BEGIN Records for the exercise

PR #35, opened 2022-02-22
Update/composer install lib

darylldoyle:
### Description of the Change

* This moves the composer installed library to the root and makes sure that we're not including the entire library within the repo.
* It also updates the build steps to run `composer install` rather than `npm run build`.

### Checklist:

### Changelog Entry
* Added - New build step
* Changed - Library location


jeffpaul:
@dkotter this is probably worth a review to get into the 1.9.10 release to ensure things work smoothly as our first release under 10up / using our GitHub Actions.

.github/workflows/wordpress-plugin-deploy.yml
```diff
@@ -13,8 +13,7 @@ jobs:
       uses: actions/checkout@v2
     - name: Build
       run: |
-        npm install
-        npm run build
+        composer install
```
dkotter, line 16: It looks like we have a similar build command in the [wordpress-plugin-asset-update.yml](https://github.com/10up/safe-svg/blob/develop/.github/workflows/wordpress-plugin-asset-update.yml#L14) file. Should that be updated as well?

safe-svg.php
```diff
@@ -14,7 +14,7 @@
 
 defined( 'ABSPATH' ) or die( 'Really?' );
 
-require 'lib/vendor/autoload.php';
+require 'vendor/autoload.php';
```
dkotter: Since we aren't committing this file to the repo anymore, I think we need to add a conditional around this so those that are directly checking this repo out don't end up with a fatal error if they haven't run `composer install`.

Something like:
```suggestion
// Try and include our autoloader.
if ( is_readable( __DIR__ . '/vendor/autoload.php' ) ) {
    require __DIR__ . '/vendor/autoload.php';
} else {
    add_action( 'admin_notices', function() { ?>
        <div class="notice notice-error">
            <?php /* translators: %1$s: composer command */ ?>
            <p><?php echo wp_kses_post( sprintf( __( 'You appear to be running a development version of Safe SVG. Please run %1$s in order for things to work properly.', 'safe-svg' ), '<code>composer install</code>' ) ); ?></p>
        </div>
<?php
    } );
    return;
}
```

dkotter (changes requested):

dkotter:
Should probably also add `vendor/*` into our `.gitignore` file

.github/workflows/wordpress-plugin-deploy.yml
darylldoyle: Thanks! I missed that other build command. That's been updated now!

safe-svg.php
darylldoyle: Good call, I've added this in 🙂

darylldoyle:
@dkotter, thanks for taking a look. I've made those updates to the PR!

dkotter (approved):

PR #919, opened 2022-05-24
React

anastasiia-nikita:
[DEMO LINK](https://anastasiia-nikita.github.io/react_decompose/)


src/components/Header/Header.css
```diff
@@ -1 +1,42 @@
...
+
+.header__title {
+  font-weight: 600;
+  display: inline;
+  margin: 0;
+  padding: 0;
+  font-size: inherit;
+}
+
+.navigation__link {
```
dellachaise, line 21: .navigation__link - isn't a part of header block. Please remove it.

dellachaise (changes requested):
Good job!

Please, fix one issue.

src/components/Header/Header.jsx
```diff
@@ -1,6 +1,23 @@
...
+  return (
+    <header className="header">
+      <h1 className="header__title">Site Name</h1>
+      <Navigation />
+    </header>
+  );
+}
 
-// Add a default export statement for Header component to use it in the other files
+function Navigation() {
```
Denchepornyuk, line 13: it is better to create separate file for Navigation

Denchepornyuk (approved):

PR #927, opened 2022-05-24
solution

AndriiRut:
[DEMO LINK](https://AndriiRut.github.io/react_decompose/)


src/components/Article/Article.css
```diff
@@ -1 +1,38 @@
...
+.article__paragraph:not(:first-child) {
+  margin-top: 0.7em;
+}
+
+@media (min-width: 500px) {
+  .header {
+    text-align: left;
+    display: flex;
+    justify-content: space-between;
+  }
```
RomekIvantsiv, line 26: This media should be in header block

src/components/Header/Header.css
```diff
@@ -1 +1,35 @@
...
+  opacity: 0.7;
+  padding: 0 0.5em;
+  color: black;
+  transition: opacity 0.2s ease-in-out;
+}
+
+.navigation__link:hover,
+.navigation__link:focus {
+  opacity: 1;
+}
```
RomekIvantsiv, line 35: These styles shouldn't be in header block

RomekIvantsiv (changes requested):
Good job, just small fixes 😄

src/components/Header/Header.css
AndriiRut: It is allready in it.

src/components/Article/Article.css
AndriiRut: oh! Thank you! will fix it)

src/components/Article/Article.jsx
```diff
@@ -1,6 +1,71 @@
 // Don't forget to import the React library
+import React from 'react';
 // Import a css file containig article styles
-
+import './Article.css';
 // Create an Article function returning the HTML of article block
+const Article = () => (
+  <>
```
Denchepornyuk, line 7: do you need `React.Fragment` here ?)

src/components/Header/Header.jsx
```diff
@@ -1,6 +1,20 @@
 // Don't forget to import the React library
+import React from 'react';
 // Import a css file containig header styles
-
+import './Header.css';
 // Create a Header function returning the HTML of header block
-
+const Header = () => (
+  <>
```
Denchepornyuk, line 7: the same, don't add ` React.Fragment` for each component

Denchepornyuk (changes requested):

Denchepornyuk (approved):

PR #944, opened 2022-05-27
Develop

MabuzaM:
[DEMO LINK](https://MabuzaM.github.io/react_decompose/)


src/MediaQueries.css
```diff
@@ -0,0 +1,18 @@
...
+    margin: 3.5em auto 0;
+    padding: 2em;
+  }
+}
+
+@media (min-width: 800px) {
+  .article {
+    margin: 3.5em auto;
+  }
+}
```
59MrRobot, line 18: I don't think you need to create a separate file for media queries, you can just put them in their respective component `.css` files

59MrRobot (changes requested):
Good job, just one suggestion

src/MediaQueries.css
meforoma: well, essentially it might be a good idea for the bigger projects, where you would create separate files for
mixins, media, typography, constants etc.
So it's legitimate @MabuzaM

meforoma (approved):

src/MediaQueries.css
MabuzaM: Okay thank you.

PR #954, opened 2022-05-29
Solution

huberciak:
[DEMO LINK](https://huberciak.github.io/react_decompose/)


59MrRobot (approved):
👍

ihor-jpeg (changes requested):
you are using arrow functions in one component and function declaration in other, be consistent

ihor-jpeg (approved):

PR #1010, opened 2022-07-01
Only test pre-commit. There is nothing to check now!!

Andriy3323:


Olexandr6 (changes requested):
I can't see all files in your PR, looks like you haven't committed them

src/components/Article/Article.css
```diff
@@ -1 +1,36 @@
...
+.article__paragraph:not(:first-child) {
+  margin-top: 0.7em;
+}
+
+@media (min-width: 500px) {
+  .header {
+    text-align: left;
+    display: flex;
+    justify-content: space-between;
+  }
```
Olexandr6, line 24: Should be moved to `Header.css` file

Olexandr6 (changes requested):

END Records for the exercise

Please return the data above exactly as given.

Problem solution:
PR #35, opened 2022-02-22
Update/composer install lib

darylldoyle:
### Description of the Change

* This moves the composer installed library to the root and makes sure that we're not including the entire library within the repo.
* It also updates the build steps to run `composer install` rather than `npm run build`.

### Checklist:

### Changelog Entry
* Added - New build step
* Changed - Library location


jeffpaul:
@dkotter this is probably worth a review to get into the 1.9.10 release to ensure things work smoothly as our first release under 10up / using our GitHub Actions.

.github/workflows/wordpress-plugin-deploy.yml
```diff
@@ -13,8 +13,7 @@ jobs:
       uses: actions/checkout@v2
     - name: Build
       run: |
-        npm install
-        npm run build
+        composer install
```
dkotter, line 16: It looks like we have a similar build command in the [wordpress-plugin-asset-update.yml](https://github.com/10up/safe-svg/blob/develop/.github/workflows/wordpress-plugin-asset-update.yml#L14) file. Should that be updated as well?

safe-svg.php
```diff
@@ -14,7 +14,7 @@
 
 defined( 'ABSPATH' ) or die( 'Really?' );
 
-require 'lib/vendor/autoload.php';
+require 'vendor/autoload.php';
```
dkotter: Since we aren't committing this file to the repo anymore, I think we need to add a conditional around this so those that are directly checking this repo out don't end up with a fatal error if they haven't run `composer install`.

Something like:
```suggestion
// Try and include our autoloader.
if ( is_readable( __DIR__ . '/vendor/autoload.php' ) ) {
    require __DIR__ . '/vendor/autoload.php';
} else {
    add_action( 'admin_notices', function() { ?>
        <div class="notice notice-error">
            <?php /* translators: %1$s: composer command */ ?>
            <p><?php echo wp_kses_post( sprintf( __( 'You appear to be running a development version of Safe SVG. Please run %1$s in order for things to work properly.', 'safe-svg' ), '<code>composer install</code>' ) ); ?></p>
        </div>
<?php
    } );
    return;
}
```

dkotter (changes requested):

dkotter:
Should probably also add `vendor/*` into our `.gitignore` file

.github/workflows/wordpress-plugin-deploy.yml
darylldoyle: Thanks! I missed that other build command. That's been updated now!

safe-svg.php
darylldoyle: Good call, I've added this in 🙂

darylldoyle:
@dkotter, thanks for taking a look. I've made those updates to the PR!

dkotter (approved):

PR #919, opened 2022-05-24
React

anastasiia-nikita:
[DEMO LINK](https://anastasiia-nikita.github.io/react_decompose/)


src/components/Header/Header.css
```diff
@@ -1 +1,42 @@
...
+
+.header__title {
+  font-weight: 600;
+  display: inline;
+  margin: 0;
+  padding: 0;
+  font-size: inherit;
+}
+
+.navigation__link {
```
dellachaise, line 21: .navigation__link - isn't a part of header block. Please remove it.

dellachaise (changes requested):
Good job!

Please, fix one issue.

src/components/Header/Header.jsx
```diff
@@ -1,6 +1,23 @@
...
+  return (
+    <header className="header">
+      <h1 className="header__title">Site Name</h1>
+      <Navigation />
+    </header>
+  );
+}
 
-// Add a default export statement for Header component to use it in the other files
+function Navigation() {
```
Denchepornyuk, line 13: it is better to create separate file for Navigation

Denchepornyuk (approved):

PR #927, opened 2022-05-24
solution

AndriiRut:
[DEMO LINK](https://AndriiRut.github.io/react_decompose/)


src/components/Article/Article.css
```diff
@@ -1 +1,38 @@
...
+.article__paragraph:not(:first-child) {
+  margin-top: 0.7em;
+}
+
+@media (min-width: 500px) {
+  .header {
+    text-align: left;
+    display: flex;
+    justify-content: space-between;
+  }
```
RomekIvantsiv, line 26: This media should be in header block

src/components/Header/Header.css
```diff
@@ -1 +1,35 @@
...
+  opacity: 0.7;
+  padding: 0 0.5em;
+  color: black;
+  transition: opacity 0.2s ease-in-out;
+}
+
+.navigation__link:hover,
+.navigation__link:focus {
+  opacity: 1;
+}
```
RomekIvantsiv, line 35: These styles shouldn't be in header block

RomekIvantsiv (changes requested):
Good job, just small fixes 😄

src/components/Header/Header.css
AndriiRut: It is allready in it.

src/components/Article/Article.css
AndriiRut: oh! Thank you! will fix it)

src/components/Article/Article.jsx
```diff
@@ -1,6 +1,71 @@
 // Don't forget to import the React library
+import React from 'react';
 // Import a css file containig article styles
-
+import './Article.css';
 // Create an Article function returning the HTML of article block
+const Article = () => (
+  <>
```
Denchepornyuk, line 7: do you need `React.Fragment` here ?)

src/components/Header/Header.jsx
```diff
@@ -1,6 +1,20 @@
 // Don't forget to import the React library
+import React from 'react';
 // Import a css file containig header styles
-
+import './Header.css';
 // Create a Header function returning the HTML of header block
-
+const Header = () => (
+  <>
```
Denchepornyuk, line 7: the same, don't add ` React.Fragment` for each component

Denchepornyuk (changes requested):

Denchepornyuk (approved):

PR #944, opened 2022-05-27
Develop

MabuzaM:
[DEMO LINK](https://MabuzaM.github.io/react_decompose/)


src/MediaQueries.css
```diff
@@ -0,0 +1,18 @@
...
+    margin: 3.5em auto 0;
+    padding: 2em;
+  }
+}
+
+@media (min-width: 800px) {
+  .article {
+    margin: 3.5em auto;
+  }
+}
```
59MrRobot, line 18: I don't think you need to create a separate file for media queries, you can just put them in their respective component `.css` files

59MrRobot (changes requested):
Good job, just one suggestion

src/MediaQueries.css
meforoma: well, essentially it might be a good idea for the bigger projects, where you would create separate files for
mixins, media, typography, constants etc.
So it's legitimate @MabuzaM

meforoma (approved):

src/MediaQueries.css
MabuzaM: Okay thank you.

PR #954, opened 2022-05-29
Solution

huberciak:
[DEMO LINK](https://huberciak.github.io/react_decompose/)


59MrRobot (approved):
👍

ihor-jpeg (changes requested):
you are using arrow functions in one component and function declaration in other, be consistent

ihor-jpeg (approved):

PR #1010, opened 2022-07-01
Only test pre-commit. There is nothing to check now!!

Andriy3323:


Olexandr6 (changes requested):
I can't see all files in your PR, looks like you haven't committed them

src/components/Article/Article.css
```diff
@@ -1 +1,36 @@
...
+.article__paragraph:not(:first-child) {
+  margin-top: 0.7em;
+}
+
+@media (min-width: 500px) {
+  .header {
+    text-align: left;
+    display: flex;
+    justify-content: space-between;
+  }
```
Olexandr6, line 24: Should be moved to `Header.css` file

Olexandr6 (changes requested):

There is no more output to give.